QT Atoms

QuickTime Movie File Format Specification, May 1996

QT Atoms

Given the limitations of the structure of the simple atom, Apple has created a new, enhanced data structure called a QT atom. QT atoms provide a more general purpose storage format and remove some of the ambiguities that arise when using simple atoms.

In particular, with simple atoms there is no way to know if an atom is a leaf node or whether it contains other atoms, or both, without specific knowledge about the atom. Using QT atoms, a given node is either is a leaf node or a container node. There is no ambiguity. Furthermore, QT atoms allow for multiple atoms of a given type to be specified through identification numbers. While QT atoms are a more powerful data structure, they require more overhead in the file.

The QuickTime file format uses both atoms and QT atoms. In general, newer parts of the QuickTime file format use QT atoms, and older parts use atoms. When defining new QuickTime structures, you should use QT atoms whenever practical.

Figure 0-2 depicts the layout of a QT atom. Each QT atom starts with a QT atom container header, followed by the root atom. The root atom's type is determined by the QT atom's type.

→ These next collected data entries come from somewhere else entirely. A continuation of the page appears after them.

PR #1005, opened 2020-09-16
Add per-client keyboard layout script

nkrkv:
Hello and thank you for the HLWM!

What I was missing when switched from Gnome is the feature to keep the keyboard layout bound to windows individually. Thanks to Herbstluftwm flexibility, this can be recovered. I’ve been testing the script for a week or so on a daily basis, works fine, found no problems.

### DIFF
--- a/scripts/perclient_kb_layout.sh
+++ b/scripts/perclient_kb_layout.sh
@@ -37,8 +37,8 @@ FOCUS_WINID=$(hc attr clients.focus.winid)
 hc --idle focus_changed | while read hook winid name
 do
     # Save current keyboard layout for window loosing focus
-    hc silent new_attr int clients.${FOCUS_WINID}.my_kb_layout || true;
-    hc silent attr clients.${FOCUS_WINID}.my_kb_layout $(xkblayout-state print "%c");
+    hc try silent new_attr int clients.${FOCUS_WINID}.my_kb_layout;
+    hc silent attr clients.${FOCUS_WINID}.my_kb_layout "$(xkblayout-state print '%c')";
 
     # Save the currently focused win id to be able referring it as the one loosing focus
     FOCUS_WINID=$winid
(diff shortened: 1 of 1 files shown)


scripts/perclient_kb_layout.sh
```diff
@@ -0,0 +1,52 @@
...
+hc() {
+    herbstclient "$@"
+}
+
+FOCUS_WINID=$(hc attr clients.focus.winid)
+
+hc --idle focus_changed | while read hook winid name
+do
+    # Save current keyboard layout for window loosing focus
+    hc silent new_attr int clients.${FOCUS_WINID}.my_kb_layout || true;
```
t-wissmann, line 40: You can also do `hc try …` instead of `hc … || true`.

scripts/perclient_kb_layout.sh
```diff
@@ -0,0 +1,52 @@
...
+    hc silent attr clients.${FOCUS_WINID}.my_kb_layout $(xkblayout-state print "%c");
```
t-wissmann, line 41: Maybe it's safer to use quotes around the `$(...)` (implying the necessity of single quotes for the inner `'%c'`)

t-wissmann:
Thanks for the well-written and cleanly documented script! Independent from the functionality, I think it's good to ship examples of these `hc --idle` scripts together with hlwm :)

t-wissmann:
I've updated your PR. if it's also fine for you, I can merge this PR.

On a related note: in ibus (layout setter for more advanced language inputs), you can also activate a per-applicate layout (but I never tried it because it's already confusing enough to switch between layouts globally)

nkrkv:
Sure! I’ve, actually, never know about `hc try` (overlooked the docs), thank you for teaching :+1:

t-wissmann (approved):
looks good to me, thanks!

PR #1007, opened 2020-09-17
'compare': fall back to string-based comparison

t-wissmann:
If compare encounters an attribute of a certain type without an explicit
comparison function, then it should simply use the string
representation for the comparison.

An example is the type of layout algorithms and a test case is added for
that.


t-wissmann:
There is no formal dependency on #1007, but I think it makes sense to merge those new test cases before merging the present PR.

blarz:
Fixed a typo in the commit message

blarz (approved):
Looks good to me!

Not directly related to this PR: The "only allowed for numeric types" check could use a test, too, as far as I can tell from the coverage.

PR #1009, opened 2020-09-18
Improve try/silent handling in maximize.sh

The-Compiler:
- Remove 'try' for remove_attr
    
The underlying issue was fixed, most likely in 5664c64b67f2f44e2e828f6ba231eccab60c5324.

- Make new_attr silent
    
If we aborted above because the user switched frames/layouts, the my_unmaximized_layout attribute could still exist from the previous run.


t-wissmann (approved):
Thanks :-) You're absolutely right about the fixed exit code issue!

PR #1013, opened 2020-09-27
www: Abandon frame and poisonous colors

t-wissmann:
This updates the visual layout of the web page in order to make it look
more modern:

  - change poisonous colors
  - remove the unnecessary frame around the text content such that the
    text margin on the left and right more look like the margin around
    the text on a piece of paper.

In recent weeks, many spam mails reached the (moderation queue of the)
mailinglist critizing that our web page looks much older and less modern
than those of our competitors; and actually that's true. The present
change tries to fix this.

### DIFF
--- a/www/compose.py
+++ b/www/compose.py
@@ -55,7 +55,6 @@ print("""\
   <title>{title}</title>
  </head>
  <body>
-  <div id="frame">
    <div id="header">
     <div id="logoname">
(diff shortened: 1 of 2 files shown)


t-wissmann:
I've skipped the entire CI-build because the asciidoc isn't built by the CI.

PR #1015, opened 2020-10-25
Emit the "fullscreen" hook again

### LINKED ISSUE #845: fullscreen hook
According to the old code (and the man page), the `fullscreen` hook is fired whenever the fullscreen state of a client changes. There are two options:
* Implement it again, by attaching to the `changed()` signal of the fullscreen attribute of every client
* Keep it dropped because I'm not aware of any scenario where this is useful.

blarz:
Fixes  #845


t-wissmann (approved):
Nice patch and test :-)

PR #925, opened 2024-12-25
fix(python): Handle exceptions in activities.

tebeka:
Fixes: ENG-1913


tests/sessions/python_exception.txtar
```diff
@@ -1,12 +1,6 @@
...
-Traceback (most recent call last):
-  File "runner/main.py", line 323, in on_event
-    result = fn(event)
-             ^^^^^^^^^
-  File "main.py", line 4, in main
-    raise X()
-main.X
+Error: X()
+ [0] /tmp/ak-runner-2212711217/runner/main.py:318.1,_call _call
+ [1] /tmp/ak-user-1034797789/handler.py:6.1,main main
```
daabr: The full path is useless and confusing for users. It's better to always remove the prefix `.../ak-*/`. For example:

```
for file, line, func, text in traceback.extract_stack():
    file = re.sub(r'^.+/ak-(runner|user)-.+?/', "", file)
```

But feel free to do it in a different PR.

runtimes/pythonrt/runner/main.py
```diff
@@ -46,17 +46,15 @@ def parse_entry_point(entry_point):
     return file_name[:-3], func_name
 
 
-def exc_traceback(err):
-    """Format traceback to JSONable list."""
-    te = TracebackException.from_exception(err)
+def pb_traceback(tb):
```
daabr, line 49: Why remove the docstring?

daabr (commented):
I left a few tiny comments, but I tried to review this PR but I can't.

I can't determine if your changes work, if there are any general approach oversights, or minor details that are wrong, or if you're adding any new regressions by mistake.

Combine that with the lack of documentation - in the PR, and the existing code in general.

I need a deeper walkthrough to understand this PR, and also I recommend you spend a few days on documentation afterwards.

runtimes/pythonrt/runner/main.py
tebeka: It's a different function, will add docstring.

tests/sessions/python_exception.txtar
tebeka: I agree, I also want to remove the the lines of the stack trace coming from the runner code.
Created ENG-1932

runtimes/pythonrt/runner/main.py
```diff
@@ -262,22 +247,26 @@ def ActivityReply(
...
             )
 
-        if request.error:
-            call.fut.set_exception(ActivityError(request.error))
-            context.abort(
-                grpc.StatusCode.ABORTED,
-                f"activity error: {request.error}",
-            )
+        if result.error:
+            # TODO: Restore exception traceback
```
itayd: can you explain?

itayd (commented):
i don't see you using ProgramError for relaying uncaught exceptions. Am I right? The worry is that it wont show correctly, or result in a proper error in the session log.

runtimes/pythonrt/runner/main.py
tebeka: When you pickle an exception, the stored data does not have the traceback associated with the exception (you can't pickle a stack trace). I want to add the traceback back to the exception somehow, though not urgent since it's printed out.

tebeka:
> i don't see you using ProgramError for relaying uncaught exceptions. Am I right? The worry is that it wont show correctly, or result in a proper error in the session log.

There's a ProgramError in `Done`. See `pythonrt.go`

itayd:
oh wow all tests pass. is this ready @tebeka ?

runtimes/pythonrt/runner/main.py
```diff
@@ -100,21 +99,43 @@ def fix_http_body(event):
             pass
 
 
-def killIfStartWasntCalled(runner):
```
efiShtain, line 103: why?

runtimes/pythonrt/runner/main.py
```diff
@@ -209,49 +230,43 @@ def Start(self, request: pb.runner.StartRequest, context: grpc.ServicerContext):
...
-        result = err = None
+        result = self._call(call.fn, call.args, call.kw)
         try:
-            result = call.fn(*call.args, **call.kw)
-        except Exception as e:
-            log.error("%s failed: %s", func_name, e)
-            display_err(call.fn, e)
-            err = e
+            data = pickle.dumps(result)
+        except (TypeError, pickle.PickleError) as err:
```
efiShtain, line 241: what about other errors ?

runtimes/pythonrt/runner/main.py
tebeka: It wasn't used anywhere.

runtimes/pythonrt/runner/main.py
tebeka: These are the errors pickle raises. The rule-of-thumb in Python is to catch specific exceptions and not `Exception`. If you catch `Exception` all the time you might mask errors you don't know how to handle.

tebeka:
> oh wow all tests pass. is this ready @tebeka ?

IMO yes.

runtimes/pythonrt/runner/main.py
efiShtain: that's probably a bug
I think it should be used
but we can leave it to a different PR

cmd/ak/cmd/sessions/test.go
```diff
@@ -21,7 +22,31 @@ import (
...
-var trimRe = regexp.MustCompile(`\/.*\/ak-(user|runner)-.*?\/`)
+var (
+	// /tmp/ak-user-2767870919/main.py:6.1,main
+	userRe = regexp.MustCompile(`\/.*\/ak-user-.*?\/`)
+	// runner/main.py:6.1,main, in _call
+	runnerRe = regexp.MustCompile(`.*runner.*/.*\.py.*`)
+
+	// File "/opt/hostedtoolcache/Python/3.12.8/x64/lib/python3.12/concurrent/futures/_base.py", line 401, in __get_result`
+	pyLibRe = regexp.MustCompile(`File ".*/lib/python3\.\d+/(.*\.py)", line (\d+), in (.*)`)
+)
```
efiShtain, line 33: is this linux only? 
or will it work on a Mac as well ?

runtimes/pythonrt/pythonrt.go
```diff
@@ -384,6 +388,11 @@ func (py *pySvc) call(ctx context.Context, val sdktypes.Value, args []sdktypes.V
 
 	if _, err = py.runner.ActivityReply(ctx, &req); err != nil {
 		py.log.Error("activity reply error", zap.Error(err))
+		req := pbUserCode.DoneRequest{
+			RunnerId: py.runnerID,
+			Error:    err.Error(),
+		}
+		py.channels.done <- &req
```
efiShtain, line 395: so you mimic the runner code here assuming if you can't call activity reply then you send s "done request" to the channel ?
it feels a bit weird
the health check should handle this one I think

runtimes/pythonrt/runner/main.py
```diff
@@ -209,49 +230,43 @@ def Start(self, request: pb.runner.StartRequest, context: grpc.ServicerContext):
...
-            tb = exc_traceback(err)
-            resp.traceback.extend(tb)
-
         return resp
 
     def ActivityReply(
         self, request: pb.runner.ActivityReplyRequest, context: grpc.ServicerContext
     ):
-        if request.error and not request.result.custom.data:
+        if not request.result.custom.data:
```
efiShtain, line 261: any chance custom is not define ?

runtimes/pythonrt/runner/main.py
```diff
@@ -209,49 +230,43 @@ def Start(self, request: pb.runner.StartRequest, context: grpc.ServicerContext):
...
-                error=request.error,
+                error="activity reply not a Custom value",
             )
-            resp = self.worker.Done(req)
-            if resp.error:
-                log.error("on_event: done send error: %r", resp.error)
+            try:
+                self.worker.Done(req)
+            except grpc.RpcError as err:
+                log.error("done send error: %r", err)
```
efiShtain, line 269: maybe we should crash the runner here?
if it can't send the done request, it won't be able to run the activityReplyResponse any way I think

cmd/ak/cmd/sessions/test.go
tebeka: Looks like it :)

runtimes/pythonrt/runner/main.py
```diff
@@ -209,49 +230,43 @@ def Start(self, request: pb.runner.StartRequest, context: grpc.ServicerContext):
...
-        except Exception as e:
-            log.error("%s failed: %s", func_name, e)
-            display_err(call.fn, e)
-            err = e
+            data = pickle.dumps(result)
+        except (TypeError, pickle.PickleError) as err:
+            # Print so it'll get to session log
+            print(f"error: cannot pickle result - {err}")
+            print(pickle_help)
+            context.abort(grpc.StatusCode.INTERNAL, f"can't pickle result - {err}")
```
efiShtain, line 245: why context abort instead of telling ak there is an error and call done ?

runtimes/pythonrt/runner/main.py
```diff
@@ -100,21 +99,43 @@ def fix_http_body(event):
...
     io = StringIO()
-    print(err, file=io)
     for line in format_exception(err):
         io.write(line)
-    context.abort(status, io.getvalue())
+    text = io.getvalue()
+    context.abort(status, text)
+
+
+def set_exception_args(err):
```
efiShtain, line 110: so this is enriching an exception ?

runtimes/pythonrt/pythonrt.go
tebeka: I want to terminate the flow, this is the way to do it. The health check won't get the right error to the session log.

runtimes/pythonrt/runner/main.py
tebeka: Nope:

```python
In [1]: import pb
In [2]: req = pb.runner.ActivityReplyRequest()
In [3]: req.result
Out[3]:
In [4]: req.result.custom
Out[4]:
In [5]: req.result.custom.data
Out[5]: b''
```

runtimes/pythonrt/runner/main.py
tebeka: Agree and done.

runtimes/pythonrt/runner/main.py
tebeka: No, it about making the exception unpicklable. See https://stackoverflow.com/questions/41808912/cannot-unpickle-exception-subclass (it's in the function docstring).

runtimes/pythonrt/pythonrt.go
efiShtain: got ya, ok
weird but fine

efiShtain (approved):
that's a high risk change
it's really hard to understand that changes here 
but the main idea makes sense

should be tested very well once we merge it

runtimes/pythonrt/runner/main.py
tebeka: Opened ENG-1963

runtimes/pythonrt/runner/main.py
tebeka: When `Execute` returns and error, the `Call` in pythonrt.go (line 657) will return error and we fail the workflow. This can be an issue with user code that returns non-pickleable value and we print the exception. Do you think we should close the runner as well?

daabr: Your explanation sounds like an excellent comment to add to the code

cmd/ak/cmd/sessions/test.go
```diff
@@ -21,7 +22,31 @@ import (
 	"go.autokitteh.dev/autokitteh/sdk/sdktypes"
 )
 
-var trimRe = regexp.MustCompile(`\/.*\/ak-(user|runner)-.*?\/`)
+var (
+	// /tmp/ak-user-2767870919/main.py:6.1,main
+	userRe = regexp.MustCompile(`\/.*\/ak-user-.*?\/`)
```
daabr, line 27: This won't work on Windows, and while we don't officially support it right now, we shouldn't add new issues to fix down the road, or at least we should document them with comments, or (even better) TODO comments with a linked issue.

cmd/ak/cmd/sessions/test.go
```diff
@@ -21,7 +22,31 @@ import (
...
+	// runner/main.py:6.1,main, in _call
+	runnerRe = regexp.MustCompile(`.*runner.*/.*\.py.*`)
+
+	// File "/opt/hostedtoolcache/Python/3.12.8/x64/lib/python3.12/concurrent/futures/_base.py", line 401, in __get_result`
+	pyLibRe = regexp.MustCompile(`File ".*/lib/python3\.\d+/(.*\.py)", line (\d+), in (.*)`)
```
daabr, line 32: 1. `, in (.*)` is unnecessary for your purposes
2. Why `/lib/`? This feels overly specific

cmd/ak/cmd/sessions/test.go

The root atom contains any other atoms that are part of the structure.

Each container atom starts with a QT atom header followed by the atom's contents. The contents are either child atoms or data, but never both. If an atom contains children it also contains all of its children's data and their descendants. The root atom is always present and never has any siblings.

Figure 2 QT atom layout

A QT atom container header contains the following data.

Reserved: A 10-byte element that must be set to 0.
Lock count: A 16-bit integer that must be set to 0.

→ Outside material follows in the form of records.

PR #928, opened 2024-12-26
fix: proper migration from 0.11.x versions to 0.12.x users and orgs

itayd:
When the authz migration is done, we need to backfill proper user and orgs configurations. For concrete example, all users now need to have a default org id which points to a real org, and be a member of this org. Also, all projects need to have an org associated with, which this migration sets as the project's owner personal org.

### DIFF
--- a/internal/backend/db/dbgorm/dbgorm.go
+++ b/internal/backend/db/dbgorm/dbgorm.go
@@ -6,6 +6,7 @@ import (
 	"errors"
 	"fmt"
 	"sync"
+	"time"
 
 	"github.com/google/uuid"
 	"github.com/pressly/goose/v3"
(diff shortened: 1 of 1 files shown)


internal/backend/db/dbgorm/dbgorm.go
```diff
@@ -158,7 +167,146 @@ func (db *gormdb) Migrate(ctx context.Context) error {
...
+	}
+
+	if err := db.backfillUsersAndOrgs(ctx); err != nil {
+		return fmt.Errorf("backfill users and orgs: %w", err)
+	}
+
+	return nil
+}
+
+func (db *gormdb) backfillUsersAndOrgs(ctx context.Context) error {
```
daabr, line 186: 1. Document this function *in detail*, and add a TODO with a ticket ID for removing it
2. If this function runs only when AK does a migration, it actually won't run in production unless we run it explicitly, so what are you gaining here?

daabr (commented):
Missing detailed PR description and in-code documentation for this sensitive PR: what is the migration exactly? How and when are you doing it? Why this approach and not a regular migration script? Side effects or lack thereof? Etc.

daabr (approved):

internal/backend/db/dbgorm/dbgorm.go
itayd: 1. done
2. we need to discuss proper procedures re prod here, out of scope for oss.

PR #938, opened 2024-12-26
feat(opa): do not report logs < warn by default

itayd:
- do not report opa logs at level less than WARN by default.
- authz now reports debug log for any decision.
- simplify opa bundle loading configuration, now if path is empty - load default embedded config.

all these will cause during normal operation to not have >= info logs from opa. if there is any error in opa we will see logs. we will still see warnings on unauthorized access attempts.

### DIFF
--- a/internal/backend/auth/authz/policy.go
+++ b/internal/backend/auth/authz/policy.go
@@ -44,8 +44,11 @@ func NewPolicyCheckFunc(l *zap.Logger, db db.DB, decide policy.DecideFunc) Check
 			return fmt.Errorf("authz opa decision: not a boolean")
 		}
 
+		l := l.With(zap.Any("input", input), zap.Any("result", result))
+		l.Debug("authz opa decision")
+
 		if !decision {
-			l.Warn("authz opa decision: denied", zap.Any("input", input), zap.Any("result", result))
+			l.Warn("authz opa decision: denied")
 
 			if cfg.convertForbiddenToNotFound {
 				return sdkerrors.ErrNotFound
--- a/internal/backend/policy/opapolicy/opa.go
+++ b/internal/backend/policy/opapolicy/opa.go
@@ -10,7 +10,6 @@ import (
 	"path/filepath"
 	"strings"
 
-	"github.com/open-policy-agent/contrib/logging/plugins/ozap"
 	"github.com/open-policy-agent/opa/v1/sdk"
 	sdktest "github.com/open-policy-agent/opa/v1/sdk/test"
 	"go.uber.org/zap"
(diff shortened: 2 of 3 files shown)


internal/backend/auth/authz/policy.go
```diff
@@ -44,8 +44,11 @@ func NewPolicyCheckFunc(l *zap.Logger, db db.DB, decide policy.DecideFunc) Check
 			return fmt.Errorf("authz opa decision: not a boolean")
 		}
 
+		l := l.With(zap.Any("input", input), zap.Any("result", result))
+		l.Debug("authz opa decision")
```
daabr, line 48: There are too many decisions, so there's no need to log *every* one, only denials.

internal/backend/policy/opapolicy/opa.go
```diff
@@ -21,18 +20,17 @@ import (
...
 
-const defaultConfig = "default"
+// Embedded config path in opa_bundles.FS.
+const embeddedDefaultConfigPath = "default"
 
 type Config struct {
-	// If empty, use bundled config with the name `defaultConfig`.
-	// If begings with "!", use bundled config with that name (without the "!" prefix).
-	ConfigPath string `koanf:"config_path"`
+	ConfigPath         string `koanf:"config_path"`       // if empty, use embedded default config.
```
daabr, line 27: Having the policy's path as a configurable parameter seems like a security risk (allows an attacker to modify the server without oversight), and there's no real reason for it anyway.

If you want to modify the policy, just rebuild AK with it.

If you want to allow the user to select between different existing flavors - that's fine and safe, as long as we don't allow arbitrary customizations, only a selection between options.

internal/backend/policy/opapolicy/ozap.go
```diff
@@ -0,0 +1,114 @@
+// This is an adaptation of https://github.com/open-policy-agent/contrib/blob/main/logging/plugins/ozap/zap.go.
```
daabr, line 1: Good comment!

internal/backend/auth/authz/policy.go
itayd: hence why this is debug - i think that's proper.

internal/backend/policy/opapolicy/opa.go
itayd: the config path is not the policy path. the config path is a path to server configuration where it can specify in that configuration where the policy is. see https://www.openpolicyagent.org/docs/latest/configuration/.

if an attacker can modify our deployment env vars, we have much, much bigger issues.

internal/backend/policy/opapolicy/ozap.go
itayd: awwwww

internal/backend/auth/authz/policy.go
daabr: Fine, we can remove it later when we have more confidence.

daabr (approved):
Approved - but see my comment about configurable policy paths, but I'm not sure it's worthwhile solving this in this specific PR.

itayd:
> Approved - but see my comment about configurable policy paths, but I'm not sure it's worthwhile solving this in this specific PR.

i answered it - not sure it needs solving.

PR #940, opened 2024-12-27
fix(db): remove obsolete config param `ownership`

itayd:


itayd:
this is a trivial change, merging. @daabr lmk if any issues.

Each QT atom header contains the following data.

Size: A 32-bit integer that indicates the size of the atom in bytes, including both the QT atom header and the atom's contents. If the atom is a leaf atom, then this field contains the size of the single atom. The size of container atoms includes all of the contained atoms. You can walk the atom tree using the Size and Child count fields (described below).
Type: A 32-bit integer that contains the type of the atom. If this is the root atom, the type value is set to 'sean' .
Atom ID: A 32-bit integer that contains the atom's ID value. This value must be unique among its siblings. The root atom always has an Atom ID value of 1.
Reserved: A 16-bit integer that must be set to 0.
Child count: A 16-bit integer that specifies the number of child atoms that an atom contains. This count only includes immediate children. If this field is set to 0, the atom is a leaf atom and only contains data.
Reserved: A 32-bit integer that must be set to 0.